Mais je n’y crois pas. En faisant une très mauvaise comparaison – je dis mauvaise car la comparaison risque de raviver de vieux et grotesques stéréotypes – on pourrait dire qu’être indien c’est comme ce que disait Lacan sur le fait d’être fou : ne devient pas fou qui veut. Ni celui qui le dit. Car seul est indien celui qui s’en porte garant. […]
Et c’est justement ce que souhaitaient faire les anthropologues, garantir cette identité indigène. Sauf qu’ils ne la garantissent pas ; seul l’Indien en est le garant. Sur cette question, le rôle des anthropologues est un peu confus. […] L’anthropologue s’est vu conférer une attribution qui, à mon sens, s’avère compliquée. Il a fini par détenir le pouvoir de discriminer qui est indien et qui ne l’est pas, ou plutôt, la prérogative de se prononcer avec autorité en la matière, afin d’instruire l’instance qui détient réellement ce pouvoir de discrimination, le pouvoir judiciaire. Même si l’anthropologue dit toujours, ou presque, qu’untel est indien […], peu importe. Le problème n’en réside pas moins dans le fait que l’anthropologue est « en position de » dire qui n’est pas indien, de dire que quelqu’un n’est pas indien. Et il peut le faire.
Quoi qu’il en soit, le fait de se sentir autorisé à répondre situe déjà, dès le départ, l’anthropologue quelque part entre le juge […] et l’avocat de la défense […]. C’est comme si un procureur se mettait à dire […] : « l’accusé n’est pas indien, sa prétendue identité indigène est une fausse identité » ; et puis vous, vous avancez comme le ferait l’avocat de la défense en disant « non, il est vraiment indien, son identité est authentique et légitime ».

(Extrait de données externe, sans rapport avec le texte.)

PR #9180, opened 2022-11-04
UI: split up strings relating to content removal

Docteh:
Requested by Italian translator (Fs00 in Discord)

"Remove Installed Game %1?"
"Error Removing %1"

I didn't press for translated strings, so have a taste direct from deepl

Rimuovere il contenuto del gioco installato?
Rimuovere l'aggiornamento del gioco installato?
Rimuovere il DLC del gioco installato?

-------
UI Element in question
image

Request from our discord 
> Hello everyone! I've found out an issue regarding a particular translatable string in Yuzu: "Remove Installed Game %1?".
Since I wasn't able to understand what the placeholder was for, I dug into the code and discovered that the %1 can get replaced with Contents, Update or DLC (https://github.com/yuzu-emu/yuzu/blob/master/src/yuzu/main.cpp#L1999-L2016).
The problem is that the code is assuming that the part leading to the placeholder ("Remove Installed Game") won't change regardless of the placeholder, which is not the case in other languages such as Italian. In the latter language for example, I need to add an article before Contents, Update or DLC which is not the same in all cases.
So, instead of using a placeholder, I'd recommend having 3 different translatable strings for the 3 scenarios ("Remove Installed Game Contents?", "Remove Installed Game Update?", "Remove Installed Game DLC?") in order to leave more room to translators. Thank you!

Note: [Updated code link](https://github.com/yuzu-emu/yuzu/blob/9fc1bcc7b2da398d12327e8111c21e453a4af27d/src/yuzu/main.cpp#L2021-L2036)

### DIFF
--- a/src/yuzu/main.cpp
+++ b/src/yuzu/main.cpp
@@ -2018,38 +2018,50 @@ static bool RomFSRawCopy(QProgressDialog& dialog, const FileSys::VirtualDir& src
     return true;
 }
 
+QString GMainWindow::GetGameListErrorRemoving(InstalledEntryType type) const {
+    switch (type) {
+    case InstalledEntryType::Game:
+        return tr("Error Removing Contents");
+    case InstalledEntryType::Update:
+        return tr("Error Removing Update");
+    case InstalledEntryType::AddOnContent:
+        return tr("Error Removing DLC");
+    default:
+        return QStringLiteral("Error Removing <Invalid Type>");
+    }
+}
 void GMainWindow::OnGameListRemoveInstalledEntry(u64 program_id, InstalledEntryType type) {
-    const QString entry_type = [type] {
+    const QString entry_question = [type] {
         switch (type) {
         case InstalledEntryType::Game:
-            return tr("Contents");
+            return tr("Remove Installed Game Contents?");
         case InstalledEntryType::Update:
-            return tr("Update");
+            return tr("Remove Installed Game Update?");
         case InstalledEntryType::AddOnContent:
-            return tr("DLC");
+            return tr("Remove Installed Game DLC?");
         default:
-            return QString{};
+            return QStringLiteral("Remove Installed Game <Invalid Type>?");
         }
     }();
 
-    if (QMessageBox::question(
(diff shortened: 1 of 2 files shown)


Fs00:
Thanks for the PR @Docteh! I'm Fs00 here on GitHub too :)
The DeepL translations are correct, you can see that the article (_il_ / _l'_) differs according to the entry type and that's why the single string with placeholder is not enough.

Regarding the code, for the `default:` cases should we instead have an assertion or raise an exception, since they can never be reached? In either case, I'm not a big fan of having strings on Transifex that are never used anywhere...

Docteh:
I forgot about asserts, I'll implement those later

src/yuzu/main.cpp
```diff
@@ -2018,46 +2018,59 @@ static bool RomFSRawCopy(QProgressDialog& dialog, const FileSys::VirtualDir& src
...
+QString GMainWindow::GetGameListErrorRemoving(InstalledEntryType type) {
+    switch (type) {
+    case InstalledEntryType::Game:
+        return tr("Error Removing Contents");
+    case InstalledEntryType::Update:
+        return tr("Error Removing Update");
+    case InstalledEntryType::AddOnContent:
+        return tr("Error Removing DLC");
+    default:
+        return tr("Error Removing");
```
lioncash, line 2030: This should probably be an untranslated string saying "Invalid entry type!" or something indicating a programming error occurred. Translators shouldn't need to worry about this case

Docteh:
Normal strings eg "Error Removing Contents" "Remove Installed Game Contents?"

```
return QStringLiteral("Error Removing <Invalid Type>");
return QStringLiteral("Remove Installed Game <Invalid Type>?");
```

It's a bit clunky because I want to make sure that if an end user sees the message and asks us about it, we can most easily find the problem.

Docteh:
Not sure. 

In GetDirectionName left,right,up,down come from SDL, so there is a chance that they could add something, and without the error in the log, english readers might not immediately notice. Alternatively if SDL changed from "left" to "Left", I wouldn't notice.

In the case of this PR, we're in control of the whole thing. 

I'm leaning slightly against it.

PR #9213, opened 2022-11-08
network: play together in different room

SmileYik:
create a room named PostOffice, it accepts and forwards packets from a game room to another game room and made different room's players can play together.


src/network/room.h
```diff
@@ -140,6 +140,13 @@ class Room final {
      */
     void Destroy();
 
+    /**
+     *
+     */
+    bool SetupMailBox(const std::string& server_address, u16 server_port);
+
+    bool HasMailBox();
```
lioncash, line 148:
```suggestion
    bool HasMailBox() const;
```

src/network/room.cpp
```diff
@@ -1140,4 +1240,15 @@ void Room::Destroy() {
     room_impl->room_information.name.clear();
 }
 
+bool Room::SetupMailBox(const std::string& server_address, u16 server_port) {
```
lioncash, line 1243:
```suggestion
bool Room::SetupMailBox(std::string server_address, u16 server_port) {
```

src/network/room.cpp
```diff
@@ -1140,4 +1240,15 @@ void Room::Destroy() {
...
+    room_impl->post_office.address = server_address;
```
lioncash, line 1244:
```suggestion
    room_impl->post_office.address = std::move(server_address);
```

src/network/room.cpp
```diff
@@ -48,6 +48,15 @@ class Room::RoomImpl {
     IPBanList ip_ban_list;             ///< List of banned IP addresses
     mutable std::mutex ban_list_mutex; ///< Mutex for the ban lists
 
+    struct PostOffice {
+        const u8 WaitPacket = 10; ///< Wait post office's reply max times.
```
lioncash, line 52: If this is always const, it can be turned into a static constexpr member, making the struct a little smaller.

```suggestion
        static constexpr u8 WaitPacket = 10; ///< Wait post office's reply max times.
```

src/network/room_post_office.cpp
```diff
@@ -0,0 +1,164 @@
...
+
+    class Mailbox {
+    public:
+        ENetPeer* peer; ///< the remote room's peer
+    };
+    using MailboxList = std::vector<Mailbox>;
+    /// remote rooms
+    MailboxList mailboxes;
+
+    RoomPostOfficeImpl() {}
```
lioncash, line 36:
```suggestion
    RoomPostOfficeImpl() = default;
```

src/network/room_post_office.cpp
```diff
@@ -0,0 +1,164 @@
...
+                break;
+            case ENET_EVENT_TYPE_CONNECT:
+                HandleJoinMailbox(&event);
+                break;
+            }
+        }
+    }
+
+    for (const Mailbox& mailbox : mailboxes) {
+        if (mailbox.peer)
```
lioncash, line 80: This should be braced

src/network/room_post_office.h
```diff
@@ -0,0 +1,46 @@
+// SPDX-FileCopyrightText: Copyright 2017 Citra Emulator Project
+// SPDX-License-Identifier: GPL-2.0-or-later
+
+#pragma once
+
+#include <array>
```
lioncash, line 6: A lot of the includes here seem like they can be moved into the cpp file, since a lot of these seem to be unused in the header.

src/network/room.cpp
```diff
@@ -1037,6 +1070,73 @@ void Room::RoomImpl::HandleClientDisconnection(ENetPeer* client) {
...
+
+inline void Room::RoomImpl::DisconnectPostOffice() {
+    post_office.address = "";
+    if (post_office.peer) {
+        enet_peer_disconnect(post_office.peer, 0);
+        post_office.peer = nullptr;
+    }
+}
+
+inline void Room::RoomImpl::HandlePostOfficeConnection(const ENetEvent* event) {
```
lioncash, line 1121: Ditto

src/network/room.cpp
```diff
@@ -1037,6 +1070,73 @@ void Room::RoomImpl::HandleClientDisconnection(ENetPeer* client) {
...
+
+    // LOG_INFO(Network,
+    //            "Connect to room post office {}:{} success!",
+    //            post_office.address, post_office.port);
+
+    return true;
+}
+
+inline void Room::RoomImpl::DisconnectPostOffice() {
+    post_office.address = "";
```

Tout va bien, tout est normal et démocratique. Mais la question continue toujours de se poser dans les mêmes termes : la question demeure de savoir qui est quoi. De toute évidence, il est difficile d’ignorer la question une fois que l’État et son cadre juridico-légal fonctionnent comme des moulins producteurs de substances, de catégories, de rôles, de fonctions, de sujets, de titulaires de tel ou tel droit, etc. Ce qui n’a pas été estampillé par les autorités compétentes n’existe pas – cela n’existe pas car cela a été produit en dehors des normes et des standards, cela n’a pas reçu le label de qualité. Ce qui ne figure pas dans le dossier, etc. La loi c’est la loi, etc. et après tout, il faut administrer la nation ; il faut gérer la population et le territoire. Comme on dit.